(Stored data entries)
= = = = =
PR #1095, opened 2021-09-14
C++ refactoring: Prepare Awkward for Dask (kernel-level DAG)

jpivarski:


jpivarski:
I used "cherry-pick" to select the commits from this PR that are relevant beyond the prototype. Since the "kernel-level thing" will not be a DAG (https://github.com/ContinuumIO/dask-awkward/discussions/2), we don't want all of these changes, but a few of them are general fix-ups, not specific to the prototype.

PR #1101, opened 2021-09-20
C++ Refactoring: Implement validityerror for all array types.

sw5sh:


jpivarski (approved):
Looks great, except that you were doing comparisons that looked like this:

```python
self.parameter("__array__") == '"string"'
```

That was correct in C++ because all of the parameters were JSON-quoted. In principle, parameters can include lists and dicts (though none of them yet have), so they had to be passed around in C++ in JSON serialization. Therefore, a parameter that is just a string, such as `"string"`, would actually show up in C++ as `"\"string\""`. In principle, there could be spaces around it, like `"   \"string\" "`, but JSON stringifiers (such as Python's `json.dumps`) wouldn't do that. More general tests of parameter equality converted the data into JSON documents (using RapidJSON), but these particular tests didn't need that, and so they were simple in C++ (no dicts to be out of order or potential spaces between elements).

In Python, however, we're leaving any lists and dicts in parameters as they are, not serialized into JSON. Thus, the correct comparison is to `"string"`, not `'"string"'`.

Just in case @ioanaif or @ianna run into this, I'm pinging you here.

PR #1108, opened 2021-09-27
Fixed #1071: mask_identity=False should not return option type.

### LINKED ISSUE #1071: `mask_identity=False` should never introduce option-types
### Version of Awkward Array

1.4.0

Given this array:
```python3
layout = ak.layout.ListOffsetArray64(
    ak.layout.Index64(np.r_[0, 1]),
    ak.layout.IndexedArray64(
        ak.layout.Index64(np.r_[0,1,2,3]),
        ak.layout.RegularArray(
            ak.layout.NumpyArray(np.r_[1,2,3,4]),
            4
        )
    )
)
array = ak.Array(layout)
```
the result of reducing with `mask_identity=False` is an array with an option type:
```pycon
>>> ak.argmin(array, axis=-1, mask_identity=False)
<Array [[0]] type='1 * var * ?int64'>
```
= = = = =
◆ WORK ORDER: Lines that include the word "should" are to be extracted from the data above.

◆ RESPONSE AREA:
Fixed #1071: mask_identity=False should not return option type.
### LINKED ISSUE #1071: `mask_identity=False` should never introduce option-types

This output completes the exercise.